# JVM: Speicher wieder für OS freigeben?



## Lyxic (18. Jan 2008)

Hallo,

ich hoffe mal, das ich hier im richtigen Unterforum gelandet bin 

Ich beschreibe mal mein Problem:

Wir haben hier eine gewachsene Java Applikation mit der mitlerweile ca. 100 User arbeiten. Ursprünglich war die Applikation für 30 User geplant. Wohl auch aus diesem Grund wurde während der Planung kein Applikation Server für die Software vorgesehen, sondern eine Architektur gewählt, bei der sich die Clients auf einem zentralen Linux Server anmelden und jeweils eine eigene JVM starten in der die Applikation läuft.
Unser konkretes Problem ist jetzt der RAM Verbrauch. Das RAM ist voll ausgelastet und weil auch das nicht reicht, swappt der Server munter darauf los. (4-6GB im Schnitt)
Da die Clients ab und an sehr große Datenmengen aus einer DB abfragen, ist als maximale Heap Größe 512MB gesetzt. Der Server selbst besitzt 8GB Ram(mehr geht auf der Hardware nicht und neue Hardware scheidet vorerst aus).
Das Design der Applikation ist sicherlich nicht optimal, aber daran werde ich nichts ändern können. Mich beschäftigt im Moment vielmehr die Frage, wie ich den RAM Verbrauch minimieren kann. Die JVM scheint den einmal allokierten Speicher nicht wieder für das OS freizugeben. Gibt es Möglichkeiten dies zu ändern?

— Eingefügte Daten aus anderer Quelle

Issue #307, opened 2020-07-16
Remove ListItem from AtomType


rprospero:
As part of #257, we need to remove the ListItem dependency from AtomType and move it into vectors of share_ptr.

PR #309, opened 2020-07-17
Simple tree widget updater

rprospero:
This refactors the code in TreeWidgetUpdater to remove duplicate code. This should help with adding new container types, which will aid in completing #307.

I'm quite open to stylistic suggestions, as I'm not sure that the lambdas here are the cleanest solution.  I briefly looked at a class based solution, but that seemed to add more boilerplate without making the code cleaner, but that might be worth a second look.

### DIFF
--- a/src/gui/helpers/treewidgetupdater.h
+++ b/src/gui/helpers/treewidgetupdater.h
@@ -40,8 +40,8 @@ template <class T, class I> class TreeWidgetUpdater
 
     private:
     void innerAlgorithm_(std::function<QTreeWidgetItem *(int)> accessor, std::function<int()> counter,
-                         std::function<void(QTreeWidgetItem *)> remover, std::function<void(int, I *, bool)> updater, int count,
-                         I *dataItem)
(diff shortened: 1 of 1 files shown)


src/gui/helpers/treewidgetupdater.h
```diff
@@ -97,36 +139,7 @@ template <class T, class I> class TreeWidgetUpdater
...
-            }
-
-            // If the current child index is (now) out of range, add a new item to the parent
-            if (count == parentItem->childCount())
-            {
-                // Create new item
-                (functionParent->*updateChildFunction)(parentItem, count, dataItem, true);
-            }
-
+            updateTreeChildren(parentItem, count, dataItem, functionParent, updateChildFunction);
```
trisyoungs, line 142: Use `count++` here and remove the braces / explicit `++count`?

rprospero: That was in my original code, but I took it out for being far too satisfying to be readable.  I accept any excuse to change that back.

rprospero:
Also patched up a typo in one of the function names

PR #381, opened 2020-09-17
Update Pipelines

trisyoungs:


trisyoungs:
@DanNixon Annoyingly simple in the end. Don't install any npm stuff explicitly in order to fix stale bugs - just do vanilla `npm install` before running `hugo` and it's all fine. Not sure how extensive the list of emojis is in GHFM, but if there was a `:pissedoffface:` I would use it!

DanNixon:
:man_facepalming: At least it works now.

DanNixon (approved):

PR #383, opened 2020-09-17
Replace NULL with nullptr

trisyoungs:
This PR sweeps the code to remove uses of `NULL` and replace with `nullptr` (or where appropriate `""`).

One exception to this is the `sglib` code in `src/data/sg` remains untouched.


DanNixon (approved):
:+1:

PR #387, opened 2020-09-21
Enable type safe early returns in custom for_each_pair

rprospero:
This creates a second version of `for_each_pair` called `for_each_pair_early`.  Using this algorithm requires a bit more overhead, in that

1) The lambda must be given an explicit return type of EarlyReturn<T>, where T is the return type
2) The lambda must return EarlyReturn<T>::Continue at the end of the function to continue to the next step.

In return for the extra overhead and hassle, this version both allows for skipping sections of the inner loop and also performing early returns.


DanNixon (approved):
:+1:

trisyoungs (approved):
Looks good, now that I understand it!

PR #388, opened 2020-09-22
Replace old file headers with SPDX style headers

### LINKED ISSUE #386: Use SPDX license identifiers in file headers
See: https://spdx.dev/ids/

Using this format the header included in source files can be reduced to (or at least something like):
```
// Copyright (c) 2020 Project Dissolve and contributors
```

You could use either [GPL-3.0-only](https://spdx.org/licenses/GPL-3.0-only.html) or [GPL-3.0-or-later](https://spdx.org/licenses/GPL-3.0-or-later.html).

DanNixon:
Fixes #386.


trisyoungs:
I think this gives you the crown for removal of most LoC. :1st_place_medal:

PR #406, opened 2020-10-19
Refactor CLI option handling

trisyoungs:
This PR removes custom code handling CLI option parsing, and replaces it with one utilising the CLI11 library. Benefits of this change are less duplication of code (serial/parallel and GUI versions all now use the same class to parse options), better maintainability through use of a standard library, the ability to use stacked short as well as long options, and more consistent / expected handling of arguments.

Summary of work:
- New class `CLIOptions` to handle option parsing for any executable target in the codebase.
- Existing options reimplemented for the most part, but some have been harmonised or changed to different, more descriptive names.
- Updated docs and system tests.

### DIFF
--- a/.azure-pipelines/templates/build-windows-serial-gui.yml
+++ b/.azure-pipelines/templates/build-windows-serial-gui.yml
@@ -13,14 +13,11 @@ steps:
     inputs:
       versionSpec: '3.x'
   - script: |
-      choco install -y antlr4 ninja winflexbison unzip
+      choco install -y antlr4 winflexbison unzip
     displayName: 'Install Prerequisites'
   - script: |
       python -m pip install aqtinstall
       python -m aqt install --outputdir $(Build.BinariesDirectory)\\Qt ${{ parameters.qtver }} windows desktop win64_msvc2019_64 -m qtcore qtgui qtwidgets qtprintsupport
-      ls $(Build.BinariesDirectory)\Qt
-      ls $(Build.BinariesDirectory)\Qt\${{ parameters.qtver }}
-      ls $(Build.BinariesDirectory)\Qt\${{ parameters.qtver }}\msvc2019_64
     displayName: 'Install Qt'
   - powershell: |
       $ErrorActionPreference = 'Stop'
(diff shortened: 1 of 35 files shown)


src/dissolve-gui.cpp
```diff
@@ -12,131 +13,21 @@
 #include <stdlib.h>
 #include <time.h>
 
-int main(int args, char **argv)
+int main(int nArgs, char **args)
```
rprospero, line 16: Any particular reason behind this rename?  I'm mostly familiar with the `argc` `argv` standard, but it seems that we're moving away from than instead of toward it.  Is this just a newer naming system or is there some other constraint.

rprospero (approved):
I fully support moving to a proper argument parsing library.  Besides my bikeshedding about parameter names, this is all perfect.

Also, if you want to feel a bit of envy about how easy this could be, [optparse-applicate](https://github.com/pcapriotti/optparse-applicative#quick-start) makes writing these absolutely beautiful.  I'm sure that C++ will have something like this by C++40.

src/dissolve-gui.cpp
trisyoungs: I got a bit keen here, and renamed the args away from the accepted standard. It was late!  I'll revert them back to what would be expected.

DanNixon (approved):
Looks good :+1: 

The last Windows build did not get to the build step so I restarted those to see what the latest error is.

trisyoungs:
I've restarted them again as the Windows build failed with the old winflexbison/SourceForge issue.  The OSX builds fail at the `brew update` step - are you seeing this elsewhere on other projects?

DanNixon:
> are you seeing this elsewhere on other projects?

Not many other projects use Sourceforge in this way. Honestly the best solution is to avoid having to use it.

I haven't actually looked at the OS X failure yet, will take a look now.

.azure-pipelines/templates/build-windows-serial-gui.yml
```diff
@@ -57,7 +59,7 @@ steps:
       $env:LIB += "$(Build.BinariesDirectory)\ftgl-build\src;"
       mkdir build
       cd build
-      conan install -s compiler="gcc" --remote=conan-center ../
+      conan install --remote=conan-center -s compiler.libcxx=libstdc++11 -s compiler=gcc -s compiler.version=7 ../
```
DanNixon, line 62: Do these need to be set here or can they be in the profile above?

trisyoungs: @DanNixon Moved them to the profile above, but it may all be irrelevant - turns out that there is a bug in MinGW 8.1 (fixed in 9.X) on windows that mean a FS header and C++17 don't play nicely together, and this breaks the `CLI11` stuff. Rather than go backwards and revert to MinGW 7.3 perhaps the mention of using the VS compilers this morning was quite timely.

PR #407, opened 2020-10-19
Update/fix isotopologue editing (GUI)

### LINKED ISSUE #401: Update use of Isotopologue class and its data
The `Isotopologue` class archaically keeps an ordered list of all atom types in the parent `Species` and their associated `Isotope`s, but the class is only ever accessed as a means to query which `Isotope` should be used for a given `AtomType`.  This can be greatly simplified by just storing any `AtomType` / `Isotope` tuples for which the `Isotope` is not the natural one.

Class Requirements:
- [x] Remove dead functions (e.g. `update()`, `isotope(int)`)
- [x] Remove initialisation / upkeep of ordered `AtomType`/`Isotope` vector
- [x] Modify `atomTypeIsotope()` to return the natural isotope if the queried `AtomType` is not present

GUI Requirements:
- [ ] ~Update SpeciesTab in GUI to allow addition of single `AtomType`/`Isotope` lines to an `Isotopologue` in the relevant table.~
- [ ] ~Update SpeciesTab in GUI to allow removal of `AtomType`/`Isotope` lines within an `Isotopologue` in the relevant table.~
- [ ] ~Removing an `AtomType` from the ForcefieldTab should remove any definitions from current `Isotopologue`s.~

trisyoungs:
This PR addresses some usability and editability issues in the GUI regarding Isotopologues, simplifies their use within the code, and fixes a few bugs discovered along the way.

Closes #401.

### DIFF
--- a/src/classes/coredata.cpp
+++ b/src/classes/coredata.cpp
@@ -62,8 +62,7 @@ int CoreData::nAtomTypes() const { return atomTypes_.size(); }
 // Return core AtomTypes list
 std::vector<std::shared_ptr<AtomType>> &CoreData::atomTypes() { return atomTypes_; }
 
-// Return core AtomTypes list (const)
-const std::vector<std::shared_ptr<AtomType>> &CoreData::constAtomTypes() const { return atomTypes_; }
+const std::vector<std::shared_ptr<AtomType>> &CoreData::atomTypes() const { return atomTypes_; }
 
 // Return nth AtomType in list
 std::shared_ptr<AtomType> CoreData::atomType(int n) { return atomTypes_[n]; }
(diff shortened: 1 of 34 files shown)


rprospero (approved):
Nicely done.  My only comment is that we may need to add an issue for the modernization upgrade to remove all of the const accessors.  From my reading, it seems like it's legal to overload the member function based on constness, so you can have a 

```
class Cat {
  private: int tail_;
  public:
    int& tail() {return tail;}
    const int& tail() const {return tail;}
}
```

This would mean that there would only bee on function call to remember and it would do the "right thing" at the call site.  Hopefully, this could mean letting the compiler handle the const correctness most of the time, instead of leading it up to the humans.

However, this is an issue of style that may be a later discussion.

trisyoungs:
@rprospero Completely agree. I've been changing these as and when I find them, but I'll add an issue to do a sweep throughout the code.

PR #410, opened 2020-10-30
During MPI, only output from master process unless explicitly requested by the user

### LINKED ISSUE #384: Don't write output from all MPI processes by default
**Describe the bug**
When launching `dissolve-mpi` the default behaviour is for all processes to write out all information all the time, whereas a more sensible default would be for only the master process to write.  The expected behaviour can be achieved through the CLI switch `-m`.

rprospero:
The default behaviour the user would likely prefer is to only see output from the master process, instead of seeing a great deal of duplicate information from all processes.  This inverts the documented behaviour of the "-m" command line switch, but A) the documentation is updated with the new behaviour and B) the old documentation was misleading (the switch was actually a no-op).

This should closes #384.


trisyoungs (commented):
I'm afraid this clashes with work I did as part of the `new-cli-handling` PR - see second commit in [https://github.com/projectdissolve/dissolve/pull/406/commits](https://github.com/projectdissolve/dissolve/pull/406/commits). Because of the ongoing windows issues, #384 hasn't been closed yet because the PR is still open.

trisyoungs (approved):
Nice.  Must have removed the original parallel logic when I moved to `fmtlib`.

PR #412, opened 2020-10-31
Add Padua & Canongia Lopes Ionic Liquids FF

### LINKED ISSUE #201: Implement up-to-date CLDP-IL forcefield

trisyoungs:
This PR adds the Padua and Canongia Lopes complete ionic liquids forcefield, as found at https://github.com/agiliopadua/ilff.

Aside from the addition of the relevant forcefield data, some additions to the main code were also made:

1. Improper terms now re-use the defined torsion functional forms, rather than re-defining identical functions.
2. A `TotalCharge` option was added to the `CheckSpecies` module.

The `neta` system test has been reorganised into a series of tests focussing on individual forcefields, with anion- and cation-specific tests added for the present forcefield. The new tests can be found in `tests/ff`.

Documentation has been added describing the various implementation details of the forcefield, and sets a precedent for the addition of future pages for each built-in forcefield in Dissolve.

Closes #201.

**Depends on #411 - do not merge until #411 is merged.**


src/classes/speciestorsion.h
```diff
@@ -97,8 +97,12 @@ class SpeciesTorsion : public SpeciesIntra
     double fundamentalFrequency(double reducedMass) const;
     // Return type of this interaction
     SpeciesIntra::InteractionType type() const;
+    // Return energy for specified angle and functional form, given supplied parameters
+    static double energy(double angleInDegrees, int form, const std::vector<double> &params);
```
rprospero, line 101: Could the type of `form` be `SpeciesTorsion::TorsionFunction` instead of `int`?  It'd make the code both clearer and more type safe.

src/classes/speciestorsion.h
```diff
@@ -97,8 +97,12 @@ class SpeciesTorsion : public SpeciesIntra
...
     // Return energy for specified angle
     double energy(double angleInDegrees) const;
+    // Return force multiplier for specified angle and functional form, given supplied parameters
+    static double force(double angleInDegrees, int form, const std::vector<double> &params);
```
rprospero, line 105: Same as above.

rprospero (approved):
Just one small question about our types.

src/classes/speciestorsion.h
trisyoungs: I agree, but the current implementation of the various intramolecular terms relies on inheriting from a base `SpeciesIntra` class, which provides storage for common types of data across any interaction type. One of these is the functional form, which is generically stored as an `int`, hence the signatures of the functions you highlight here and below. This does, however, permit the `energy()` and `force()` functions here to take the `int` `form()` from either a `SpeciesTorsion` or a `SpeciesImproper`.

I'm all for changing this relationship to remove the `int` storage of the functional form, but it's too big a job for this PR.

Ich kann zwar an diversen Parameter des GC drehen, doch wenn der so "intern" (also in der JVM) freie Speicher nicht wieder von der JVM an das OS freigegeben wird, dann würde das ja vermutlich eh nichts bringen ...
Denn dann fehlt dieser Speicher weiterhin für andere Clients...

Gruß Lyxic


----------



## maki (18. Jan 2008)

MIr fällt keine Lösung ausser einem redesign ein, aber aus Neugier, wie sehen denn deine XMS und XMX Parameter aus?


----------



## tfa (18. Jan 2008)

Mehr Server kaufen.


----------



## tuxedo (18. Jan 2008)

Lyxic hat gesagt.:
			
		

> sondern eine Architektur gewählt, bei der sich die Clients auf einem zentralen Linux Server anmelden und jeweils eine eigene JVM starten in der die Applikation läuft.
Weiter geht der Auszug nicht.